Seed Mutation Strategies

Most of the above fuzzers leave the mutation strategies untouched, defaulting to the blind random mutation strategies that comes with AFL, which is inefficient in finding program bugs (Karamcheti et al. 2018; Lyu et al. 2019). To alleviate such a limitation, Böttinger et al. (2018) frames fuzzing as a reinforcement learning problem and utilizes deep Q-learning (Watkins and Dayan 1992) to optimize mutation strategies. Similarity, FuzzerGym (Drozd and Wagner 2018) also uses deep Q-learning to improve mutation selection of libFuzzer (Serebryany 2019). However, these approaches have not shown significant improvements yet according to their experimental results, and their baseline is a random fuzzer or libFuzzer not AFL.

In design closest to our proposal is the work of Karamcheti et al. (2018), which also uses a bandit-based optimization approach (i.e., Thompson Sampling algorithm) to choose adaptively mutation operators.

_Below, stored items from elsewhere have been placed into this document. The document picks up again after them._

PR #1952, opened 2026-09-21
Pane registry follow-ups: the gear's pane set, the state-root shim, the reload core's revision slot, the revision digest, one listing per build, the id namespace, the phone's tab rule

henrypinkard:
The pane registry's follow-ups from the reviews of PRs 1919, 1920 and 1922 (plans/panes-as-data.md), each a defect with a test that fails before it. Ten items, as facts:

- **A flip of Sessions, the Outline or the Feed dropped every registry key from the store.** The hand rows' handler (`ui/webview/gear.js`) rewrote `romp:settings.panes` from `panesOf`, three keys, so the live reconcile ran with the Artifacts key absent: the rail button hid and the column closed while the row in the open gear still read checked, and a data pane's stored false came back on. `panesOf` now keeps every other boolean member the store holds (the filter is `paneSet`'s: booleans only, so a stray stored value never rides along). A node case executes the function as written; a served leg enables the Artifacts row, hides a data pane by its row, flips the Feed off, and reads the store and the rail.
- **A state-root pane's shim was served with the stale prompt armed**, so after any reconnect the dashboard wore the "may be stale" banner and nothing retired it (no pushed view reaches such a page). `/pane/<id>/shim.js` is served with `no_stale=True`, like the Files, Artifacts and Settings pages; `var NOSTALE=true;` is pinned in the served shim.
- **The reload core's one `seen.code` slot was shared by the build offer and the panes offer**, each overwriting the other's standing offer on every keepalive, and a declined build was re-offered once a panes offer had been declined too. The pane set's revision has its own slot (`seen.pv`); an offer carries `dv`, `code` and `pv`; `offerKey` and `declined` read all three; the panes wording is used only when the revision is the sole new information. The driver runs both scenarios: a build offer stands through a pane-set change with its own words and carries the revision; Not now covers the build and the revision it was made against, and a new revision is offered again.
- **`_panes_rev` digested the files' stats**, so an identical re-define, a bare touch or a malformed file the listing skips offered every open dashboard a reload with nothing to see. The revision is a digest of the checked records; the test re-defines an identical record, touches the file and drops a `bad.json` and reads the same revision, then changes a record and reads a new one.
- **`_landing` listed the registry twice** (its builders, then `_stale_block` through `_reload_core`), and a define landing between the two baked the new revision into a page showing the old set, which was never offered a reload. One snapshot per build: the list and the revision come from it and `_stale_block(v, pv)` bakes that revision; `_shim(..., pv, data)` bakes BOTH its slots and its label from the one snapshot it is handed (the reload core's `PANES0`, its own keepalive gate `LOADEDPV`, the pane's label; the second review found the gate still read the revision itself, so across a define the two disagreed and the gate never fired for the revision that changed, and the label's lookup was a third listing), taking one snapshot of its own only when handed none; the state-root shim route reads one snapshot for the record and the revision. Executed: the listing is hooked to define a second record after its first call, and the landing lists once with the rows and the baked revision the first snapshot's, the route's shim lists once with `PANES0` and `LOADEDPV` equal.
- **A data pane whose id begins `chat-` was classified as a chat column** by the `f-chat-` prefix at the kit's two sites (no grab detector, the chat's strip style). `isChatFrame` (exported, pinned: `f-chat` and `f-chat-<n>` only) is read at both sites; `_pane_check` refuses an id beginning `chat-` and the ids whose derived element names the shell already mints (`tl`, `a` to `d`, `ghost`, `col`), pinned in the registry test and named in `bin/romp`'s help. A pane file already written under such an id is skipped at the next listing with one stderr line naming the file and the rule (the fail-loud convention; `_panes_snapshot`'s bad-file path), so its page is gone from the dashboards until it is re-defined under another id; the plan says so.
- **The phone.** Apply's copy of a generic pane's `data-src` loaded a page by the desktop flag into a frame the phone never shows (the tabless Artifacts record walking a transcript behind the chat tab; every default-on data pane at boot). On a phone a generic pane loads by its TAB alone: the tab bar's tap (`show()`, now only on a phone and only once the pane controller has parsed), or the controller's apply for the CURRENT tab when its key is enabled (the boot, the layout flip); the media query's change event re-applies the controller (`window.__rompPaneApply`) before re-telling the panes, so a rotation to the desktop loads the flagged panes and a rotation to the phone loads the current tab's. `show()` falls to the chat when no bar button carries the id (a stale remembered key of a pane with no tab booted the phone into that page full screen, no tab lit), never a bare return. Pinned three ways: the pane controller's harness with a MOBILE seed (`tests/test_pane_registry.py`), a composed two-script harness running the mobile switcher then the controller in the boot's order over a phone's shell stub with four seeds (`tests/test_kernel_mobile.py`: a remembered tab of a pane with no tab, of a gear-disabled pane, a narrow-layout key on a desktop boot, the current tab loading on the controller's apply and the flip loading the rest), and a served leg at 390 by 844 (the row tap loads nothing and requests nothing; a boot with both flags stored and the tab remembered loads nothing and lands on the chat; a tabbed pane's tap loads its page once).
- **The on-screen gate had no executed unit test.** The controller's harness gains a seed slot; a case seeds `romp:settings {panes:{artifacts:true}}` beside a non-experimental `on:false` row and reads no `src` at boot and `src` after each toggle. The baked-maps pins are their own test, executed in every CI cell (they sat behind a dist gate).
- **The census accepted the guard anywhere in 200 characters**; it now requires the guard as the listener's first statement. Its built-bundle leg, which skipped in every pytest cell, is its own test in `tests/test_pane_registry_served.py` (`TheBuiltBundles`), which CI's browser job runs with the extension built.
- **Smaller.** `load()` in `gear.js` drops `showArtifactsControl` like the other retired keys (pinned; `artifacts.test.ts` re-aimed to `rs-artctl` alone); the registry rows' div follows the Files row, above the Pane docking switch (pinned in the ordering chains of `gear-tabs.test.ts` and `test_kernel_settings_sections.py`); the registry harness no longer hand-lists `artifacts` (the rows carry the record); the stale comments (`kernel.py`'s `seq` prefix, the attribute always present, the section header's rendering claim; `gear.js`; `palette-main.ts`); `bin/romp`'s reserved list names `artifacts` and the derived names; the plans drop `ROW_ORDER` (retired from `pane-dock.ts`, the row order is the DOM read, pinned by an interleaved row) and the `Shown` comment describes every row pane; `pane-grab.test.ts`'s install test records the appended style; `test_settings_tabs_recut_browser.py`'s lists carry `rs-pane-artifacts`; the slicer's `column_css` includes the phone's `.m-on` rules and no longer matches `-panel` (four unrelated panels' rules rode in the panes' slice; the fixture re-cut deliberately, its `made_from` says so); the registry lab's kit leg seeds `panes.artifacts` true instead of relying on an earlier click; the phone tab bar's width at 390 px with the Files control on is recorded under phase four of the plan; `romp pane list`'s unreachable empty-list branch is gone (the door always lists the shipped panes).

Red-first per test at the base 21074750 (the product files at the base, the tests as written): see the first comment for the measured reds. Whole extension suite (served labs under REQUIRE) and whole Python suite on the head before the push.

Tier: fix


henrypinkard:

However, as mentioned earlier in this paper, CMFuzz’s unique contextual mutation makes it much more powerful than Thompson Sampling. Another recent work MOPT (Lyu et al. 2019) uses a customized particle swarm optimization (PSO) algorithm to select the optimal probability distribution of mutation operators.

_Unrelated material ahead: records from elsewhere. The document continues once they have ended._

PR #1935, opened 2026-09-21
Needs you on every surface: the feed's middle column, the magenta ring and the chip take the user's name and one colour token (plans/needs-you.md, phase two)

henrypinkard:
Phase two of [plans/needs-you.md](https://github.com/romp-on/romp/blob/main/plans/needs-you.md) (the design, merged as #1930): the renames, the Needs you chip on every surface, one colour token for the category, a served lab that reads computed colours and words in both themes, and every old-word pin moved in the same commit. The Needs you box at the bottom of the chat is phase three, its own PR.

## What changes

**Words.** The feed's middle column is **Needs you**, the one category for everything the user can act on (kernel `_CODE_BOARDS` and `board-def.ts`; the category id `needs_input` and the chip class name stay as wire values). The red ring is **Blocked**, the yellow ring is **Needs you** (`RING_ROWS`; the class ids `ring-needs-you` and `ring-waiting-on-you` stay). The status chip reads Needs you for a feed-filed card and for a live prompt alike (`CHIP_LABEL.needsInput` and the legacy `awaiting` name), so the sessions pane's lane chip, the outline pane's rows, the chat chip, the tag overview and the settings demos all say the same word; the timeline's canvas-drawn lane chip follows. The modal's question label reads Needs you / Needs you inside. The guide, the reference and plans/card-boards.md say it.

**Colour.** One token pair, `--st-needs-bg` / `--st-needs-fg` (dark `#d946ef` on `#2a0a2a`, light `#a21caf` on `#ffffff`), declared in styles.css, feed.css's own root and the mobile page's inline sheet, paints the category everywhere: the column chip and header, the card's question marks and label, the group member dot, the Needs you ring and the group pip, the phone picker's current-session border and row bar, the settings' ring demo, the chip classes. Red stays the hard stop's alone: the Blocked ring and fill, the live-block and API-error badges, the API error chip. The parity test keeps the pair readable in both themes and the ring hues apart (oklab deltaE against the other rings and the dots, under red-green deficiencies too).

## Design points

- A hard stop (a permission or approval prompt, an API error only the user can clear, waiting for input) is a red mark ON the card and the red Blocked ring, never a second column.
- Wire values do not move: the category id, the chip class, the ring class ids. Only labels, copy and the colour change, so an older remote kernel's frames still file correctly.
- The chip says Needs you on every surface that shows it (the user's second amendment); the hard stop is told by the ring and the badges, not by the chip's word.
[...]

PR #1953, opened 2026-09-21
Name the two token-less routes, and make the link exemption structural

henrypinkard:
Folds the executed review of #1944 (the comment by ksarma, 2026-09-21). Every item is here.

## The token-exempt list was short by two routes

Both read in `kernel/kernel.py` on this branch's base and covered by executed tests, and both are now named in `docs/reference.md`'s token-file section and mirrored in `SECURITY.md`'s list.

**`POST /push/ack`** is the first branch of `do_POST`, above the `_authorize` call, and its own comment says why: "AUTHENTICATED BY THE PID ALONE, ahead of _authorize on purpose: a worker's fetch carries no token header, and the pid is 128 unguessable bits the kernel itself issued, handed only to the device the push went to, good for two timestamps on that one row and nothing else." The id is `secrets.token_urlsafe(16)`, the body cap is `_PUSH_ACK_MAX_BYTES = 2048` checked against `Content-Length` before a byte is read, and an unknown id is a 404. `tests/test_kernel_webpush.py::test_the_workers_ack_records_the_origin_by_the_rows_endpoint` posts it with `token=False` for a 200 and then with a never-issued id for a 404.

**A token-less `GET /`** is not exempt from the gate but is not refused either: `_authorize` runs, fails, and the `if p == "/"` branch answers `200` with the paste-the-token page, "instead of a dead 403 - the redirect seeds the cookie". `SECURITY.md` already described that page in its token paragraph; the list above it did not.

So the reference now adds a paragraph naming both, and `SECURITY.md` the matching sentences, rather than narrowing the opening to plain GETs.

## The rule stated an exception the pin does not implement

`CLAUDE.md` excepted "a navigation line whose link carries its reason in the same clause (README's Docs section)". README's Docs line passes because its final link sits inside a closing parenthetical, `(source in [docs/](docs/)).`, which `_ENDS_ON_LINK` does not match, not because of that exception, so a session writing the permitted navigation line would have gone red while a parenthesized trailing link passes. That clause is gone; README.md needs none as it stands. What remains is what the pin implements: a paragraph that is only a link, directly under a heading.

The pin's comment now says it is shape-specific, catching neither a link inside a closing parenthetical nor a link followed by anything but a period.

## The link-only exemption is now structural

It fired for a link-only paragraph anywhere on a governed page. It now fires only when the nearest non-blank prose line above the paragraph is a heading, read from `_prose_lines`, so an HTML comment between the heading and the link does not defeat it. Both `CLAUDE.md` and the comment say "under a heading", a position rather than a judgement about the heading's words.

**Red-first, executed on this branch's base before the change:** a link-only paragraph appended to `docs/install.md` after a blank line, under no heading, PASSED (1 passed, 156 subtests). After the change the same paragraph fails with the pin's own message at its file line, "docs/install.md line 70 ends on a link", and the review's second probe, a link-only paragraph after the guide's backends paragraph, fails at "docs/guide.md line 231". With both probes removed every page is green and README's License line under `## License` stays exempt.

## The paragraph helper has a test now

`_paragraphs` and the two helper fixes from #1944 had no committed red. A unit test over a synthetic snippet pins that each paragraph comes back at its FILE line with the joined text, that a paragraph whose second line opens with an inline span tag stays one paragraph, that a lone video tag yields none, and that a comment between a heading and the line below it does not hide the heading. The two-tuple return of `_paragraphs` is unchanged, since the word-count helper reads it; the heading lookup is a separate helper.

Two mutations of the helper, both executed, turn the new test red and left every page test green before it existed: returning filtered indexes instead of file lines, and dropping the block-HTML distinction so every line opening with `<` is skipped.

## The guide promised an address

`docs/guide.md` said SECURITY.md "gives the address for reporting a vulnerability"; SECURITY.md's Reporting a vulnerability section names GitHub Security Advisories on the repository and no address. It now says it "names the private channel for reporting a vulnerability".

## Tests

- `tests/test_docs_front_pages.py`: 10 passed, 298 subtests (7 page tests, 3 new helper tests).
- With `tests/test_api_health_hover.py`, the other Python module reading these pages: 46 passed, 298 subtests.
- `tests/test_kernel_webpush.py`, `tests/test_kernel_installable_app.py`, `tests/test_token_login_page.py`, which cover the two routes this change documents: 132 passed.
- `ui/webview/dense-chrome.test.ts` (reads the guide and the reference) and `ui/webview/md-sanitize.test.ts` (reads SECURITY.md): 23 passed, 0 failed.

## Sibling

The open Needs you pull request #1935 also touches `tests/test_docs_front_pages.py`, with a chip-class pin. The hunks here are confined to the helper comments, the new `_prose_line_above` helper, the one skip line inside `test_no_paragraph_ends_on_a_link`, and a new test class at the end of the file, so the two changes do not overlap textually.

Tier: docs


ksarma:
The evidence here was executed against 5e513a683, the PR's head, merged as be18a9231. File and line references are on that commit; the merge changed docs/reference.md only at lines 2087 to 2092, six lines for six, so the lines cited there read the same on the head and after the merge. The change names the two token-less routes in docs/reference.md and SECURITY.md, makes the link-only exemption in tests/test_docs_front_pages.py structural, and adds a test class over the paragraph helper. Two points stand after the merge, then two smaller ones.

**What a valid push id buys.** docs/reference.md:5310-5311 says the id stamps two timestamps on one row and "buys nothing else", and SECURITY.md:61-62 mirrors it as good for two timestamps. Both restate the kernel comment at kernel/kernel.py:67608-67609, and the route under that comment (67605-67641) does three more things with a valid id:

- The stamp helper (57746-57762) gives the stage's timestamp its first stamp only, so a repeated report is idempotent there, but rewrites `swVersion` on every report (the route always passes a string, 67629).
- On a shown report only (67634-67636), the supersede helper (57774-57799) stamps `supersededAt` on every older row for the same endpoint and session that is unsettled and not yet tapped, so the page's read of unsettled pushes stops naming them.
- `_push_backfill_origin` (67640; 57527-57557) records the request's origin on the device's subscription when none is recorded. The origin is read from the Origin header, else the Referer's origin, else the proxy's forwarded headers or the Host (57490); a recorded origin is kept, and a different one logs a conflict line.

The consequence for a SECURITY.md reader: the recorded origin becomes the navigate URL of that device's next declarative Apple push (`_push_wire`, 58043-58054), so a chosen Origin header on a token-less report against a subscription with no origin on file aims the next tap at that origin. Executed over the module's own route harness in tests/test_kernel_webpush.py with the token withheld: one `POST /push/ack` with stage shown and an Origin header stamped the shown time and rewrote the build string on the target row, set the superseded time on an older untapped row for the same session and endpoint, and wrote the subscription's origin; a second report rewrote the build string again. The module's own tests assert each write and pass at this head: the by-pid ack test asserts the build string, the shown-ack test asserts the older row's superseded time, and `test_the_workers_ack_records_the_origin_by_the_rows_endpoint`, the one the description cites, asserts the subscription's origin and builds the next wire's navigate from it (tests/test_kernel_webpush.py:1686, 1742, 1062-1067).

The fix is wording, in both pages together: the id stamps the row's shown or tapped time (the first stamp stands) and records the worker's build; a shown report also marks the older unsettled, untapped pushes for the same session on that device superseded; the request's origin is recorded on the device's subscription when none is recorded; an unknown id is a 404. SECURITY.md can add the navigate consequence in one clause. The same phrase has two homes outside this change's files, the kernel comment at 67608-67609 (whose own sentence at 67611-67613 names the supersede) and the class docstring at tests/test_kernel_webpush.py:1637-1640; both belong to a separate change.

**The structural clause has no committed test.** The change's behavioural edit is the clause at tests/test_docs_front_pages.py:204, `and above.get(line, "").startswith("#")`. No committed test composes the heading lookup with the link-only match: `test_the_nearest_prose_line_above_sees_through_a_comment` (260-267) asserts on the lookup alone. Executed in a scratch copy of the head: restoring the pre-change skip, `if _LINK_ONLY.match(joined):`, at line 204 leaves every committed test green (10 passed, 298 subtests). Inverting the clause, or deleting the skip, goes red only at README.md line 76, the License line, which is the only link-only paragraph on the four governed pages (enumerated by running the helpers over the governed list), so the pages pin the exempt case alone. The description's red-first, a link-only paragraph appended after the last line of docs/install.md, reproduces at the head and passes again under the pre-change skip (10 passed, 299 subtests): the red lives only in an uncommitted page edit. An edit that drops the clause, or a merge resolution that keeps an older copy of the skip, lands with the module green, and a link-only paragraph under prose passes the pin again, the shape the change closes.

The fix: lift the predicate into a helper the page test calls, for example `_trailing_link_violations(text)` returning the offending (line, joined) pairs, built from the paragraph walk, the heading lookup and the two link patterns. Pin it in ParagraphHelper over three synthetic snippets: a link-only paragraph directly under a heading yields no violation; the same paragraph after prose with a blank line between yields one at its file line; a prose paragraph ending on a link yields one. Prototyped on the head: 11 passed; dropping the clause is red at the new test with the page tests still green, so the test is what catches it; inverting is red at README line 76 and at the new test. Two bounds on that fix. Keep the page test's per-paragraph `subTest` loop, or have the helper return a result per paragraph, if the description's 298-subtest figure is to stay accurate: a page test that opens a subtest per violation only reads 142. And the edit widens the hunk inside `test_no_paragraph_ends_on_a_link` beyond the one skip line the description's Sibling section names, so that section and the red-first paragraph, which can then point at the committed test, move with it.

## Smaller points

- The Sibling section says this change and #1935 do not overlap textually. Read on both diffs: this change appends ParagraphHelper at line 220, after the last method of FrontPagesStayShort and before the main guard, and #1935 appends `DocsChipClassesHaveRules` at the same anchor, so #1935's rebase over be18a9231 meets a conflict there; the resolution is to keep both classes. Placing ParagraphHelper directly under the helpers it tests, above FrontPagesStayShort, would move it off that anchor.

## Tests

- tests/test_docs_front_pages.py:255: `assertNotIn(7, starts)`, with the message "a line opening with an inline tag continues its paragraph", is satisfied by the regression it names. Read in `_paragraphs` (97-122): a line 7 treated as block HTML flushes the paragraph at line 6 and is skipped, so no paragraph starts at 7 either way, and the count stays three. The regression is caught today only by the sibling test's full equality at 244-251; if that equality is later loosened, the regression lands green while the test named for it passes and its message asserts the opposite of what happened. Asserting the mechanism, for example `self.assertIn('<span class="romp-chip">Chip</span> line opens', dict(_paragraphs(self.SNIPPET))[6])`, makes dropping line 7 change the outcome.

While these approaches are quite interesting, they ignore the characteristics of seed files. Here, we primitively take the byte stream as the characteristics of seed files and use them to construct a contextual mutation strategy.

8 Conclusion

This paper presented CMFuzz, a novel context-aware adaptive mutation scheme that utilizes a contextual bandit algorithm, i.e., LinUCB, to guide mutation in fuzzing. We further demonstrated how optimal mutation operators can be effectively selected in each round of fuzzing via contextual information of seed files. To this end, CMFuzz dynamically extracts and encodes the characteristic of seed file as the context to achieve context-aware adaptive mutation strategy. We implemented the proposed mutation scheme in several mutation-based fuzzers such as PTfuzz, AFL, and AFLFast. Our evaluation showed that CMFuzz can significantly outperform other state-of-the-art mutation-based fuzzers such as PTfuzz in discovering unique paths, unique crashes, and maximum depth on most cases. More importantly, we also conducted model evaluation to demonstrate that LinUCB exceeded other bandit algorithms such as Thompson Sample and epsilon-greedy.